Note that we don’t get rid of the longer names, but the shorter ones will help to make code more readable and are preferred since the context of the class is based purely on forward reference capture and resolution.
Simple Forward Referencing Revisted
With our solution for forward referencing in hand, we can now go back and factor it into our simple example.
The main change: LineChain
is now a ForwardReferencer
.
We no longer have to keep track of our unresolved forward references at the top level; it’s done for us below the surface by the ForwardReferincing
module.
We also eliminated the resolution code because we get to reuse the chaining code by jumping back to it with the continuation
s.
The mechanism looks much simpler on the surface as well. We create a forward reference (line 26), remove it if it was resolved (line 29), continue the resolution (line 31) and resolve any unresolved forward references (line 35). Note again that the first time through continue is a no-op, but when resolve is being called, continue completes the bottom of the resolve-loop.

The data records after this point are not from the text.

PR #123, opened 2019-04-05
Cubical proof of the 3x3 lemma for pushouts

loic-p:
The proof is quite short, which is nice !

### DIFF
--- a/Cubical/HITs/Pushout/Properties.agda
+++ b/Cubical/HITs/Pushout/Properties.agda
@@ -54,156 +54,156 @@ module 3x3 (A00 A02 A04 A20 A22 A24 A40 A42 A44 : Set)
            (H33 : ∀ x → f43 (f32 x) ≡ f34 (f23 x))
   where
 
-  A●0 : Set
-  A●0 = Pushout f10 f30
+  A□0 : Set
+  A□0 = Pushout f10 f30
 
-  A●2 : Set
-  A●2 = Pushout f12 f32
+  A□2 : Set
+  A□2 = Pushout f12 f32
 
-  A●4 : Set
-  A●4 = Pushout f14 f34
+  A□4 : Set
+  A□4 = Pushout f14 f34
 
-  f●1 : A●2 → A●0
-  f●1 (inl x) = inl (f01 x)
-  f●1 (inr x) = inr (f41 x)
-  f●1 (push a j) = ((λ i → inl (H11 a i))
+  f□1 : A□2 → A□0
+  f□1 (inl x) = inl (f01 x)
+  f□1 (inr x) = inr (f41 x)
+  f□1 (push a j) = ((λ i → inl (H11 a i))
                    ∙∙ push (f21 a)
                    ∙∙ (λ i → inr (H31 a (~ i)))) j
                    
-  f●3 : A●2 → A●4
-  f●3 (inl x) = inl (f03 x)
-  f●3 (inr x) = inr (f43 x)
-  f●3 (push a j) = ((λ i → inl (H13 a i))
+  f□3 : A□2 → A□4
+  f□3 (inl x) = inl (f03 x)
+  f□3 (inr x) = inr (f43 x)
+  f□3 (push a j) = ((λ i → inl (H13 a i))
                    ∙∙ push (f23 a)
                    ∙∙ (λ i → inr (H33 a (~ i)))) j
   
-  A●○ : Set
-  A●○ = Pushout f●1 f●3
+  A□○ : Set
+  A□○ = Pushout f□1 f□3
 
-  A0● : Set
-  A0● = Pushout f01 f03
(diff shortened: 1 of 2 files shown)


loic-p:
Some style questions :
- Not sure about the 4 blobs of 150-characters lines for fillers, should I try to split them to a more respectable length ?
- I am not sure about how the module system works in Agda, should I make some parts private or is it sufficient to put them inside the module ?

Cubical/HITs/Pushout/Properties.agda
```diff
@@ -0,0 +1,209 @@
...
+A00 ←—f01—— A02 ——f03—→ A04
+ ↑           ↑           ↑
+f10   H11   f12   H13   f14
+ |           |           |
+A20 ←—f21—— A22 ——f23—→ A24
+ |           |           |
+f30   H31   f32   H33   f34
+ ↓           ↓           ↓
+A40 ←—f41—— A42 ——f43—→ A44
+
```
mortberg: Can you add the statement using the names in the diagram?

Cubical/HITs/Pushout/Properties.agda
```diff
@@ -0,0 +1,209 @@
+{-# OPTIONS --cubical --safe #-}
+
```
mortberg: You can add your name in a comment up here if you want so that the authorship is preserved

Cubical/HITs/Pushout/Properties.agda
```diff
@@ -0,0 +1,209 @@
...
+  backward-l (inl x) = inl (inl x)
+  backward-l (inr x) = inr (inl x)
+  backward-l (push a i) = push (inl a) i
+
+  backward-r : A4□ → A□○
+  backward-r (inl x) = inl (inr x)
+  backward-r (inr x) = inr (inr x)
+  backward-r (push a i) = push (inr a) i
+
+  backward-filler : A22 → I → I → I → A□○
```
mortberg: The forward and backward fillers are very similar... But it seems kind of hard to refactor them into a lemma as you would have to abstract over so many things?

Cubical/HITs/Pushout/Properties.agda
```diff
@@ -0,0 +1,209 @@
...
+                   ; (i = i1) → backward-r (doubleCompPath-filler (λ k → inl (H31 a (~ k))) (push (f32 a)) (λ k → inr (H33 a k)) j (~ t))
+                   ; (j = i0) → homotopy2-l (doubleCompPath-filler (λ k → inl (H11 a k)) (push (f21 a)) (λ k → inr (H31 a (~ k))) i t) k
+                   ; (j = i1) → homotopy2-r (doubleCompPath-filler (λ k → inl (H13 a k)) (push (f23 a)) (λ k → inr (H33 a (~ k))) i t) k
+                   ; (k = i0) → A○□→A□○ (forward-filler a i j t)
+                   ; (k = i1) → backward-filler a j i (~ t) })
+          (backward-filler a j i i1)
+
+  
+
+  3x3 : A□○ ≡ A○□
```
mortberg: Maybe call this `Pushout3x3` ?

mortberg: Could you also put this statement outside of the module?

mortberg:
One more thing, it might be nice to add some more abstractions to make the statement a bit nicer. Like spans, square of spans, transpose of square of spans, etc. This way we could state the theorem like:

https://github.com/HoTT/HoTT-Agda/blob/master/theorems/homotopy/3x3/Commutes.agda#L21

But I don't think this has to be done for this PR.

Cubical/HITs/Pushout/Properties.agda
loic-p: I am not sure about that…
Since everything comes in two versions (inl/inr, f12/f21, etc) I could indeed add a 0/1 index to every function to refactor things. However, I do not think the saved space justifies the loss in readability.

Cubical/HITs/Pushout/Properties.agda
loic-p: > Could you also put this statement outside of the module?
Do you mean something like what I added at the end of the file in commit 1109cc5 ? It does not look very pretty, but probably using abstractions like spans and transpose would make it better (as you already suggested)

Cubical/HITs/Pushout/Properties.agda
mortberg: Yeah, makes sense to me

Cubical/HITs/Pushout/Properties.agda
mortberg: Yeah, packaging things up will make it look nicer. But let's keep it as it is for now

mortberg:
Thanks a lot for contributing this! I'm very impressed that it is so slick!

We made one other change - we now specifically test for the end
link.
This exclusion was actually an error in the original example, but just happened to work by coincidence because of how we were explicitly resolving our forward references.
Final Thoughts
Though the modified example is the same size as the original, the mechanics of the forward reference capture and resolution is all being done under the surface.
The real win is that this mechanism can handle both data and processing, and works with any forward reference processing. Disparate types of forward referencing problems can all be managed using the same mechanism, and the resolve loop will keep running until everything that can be resolved is actually resolved.
Clearly, there is still some pain involved in handling forward references. Regions of code that could potentially have the problem must be surrounded with the create, remove and continue. However this is a comparatively small amount of work that must be done in exchange for the freedom gained by gracefully solving a fundamental data processing problem.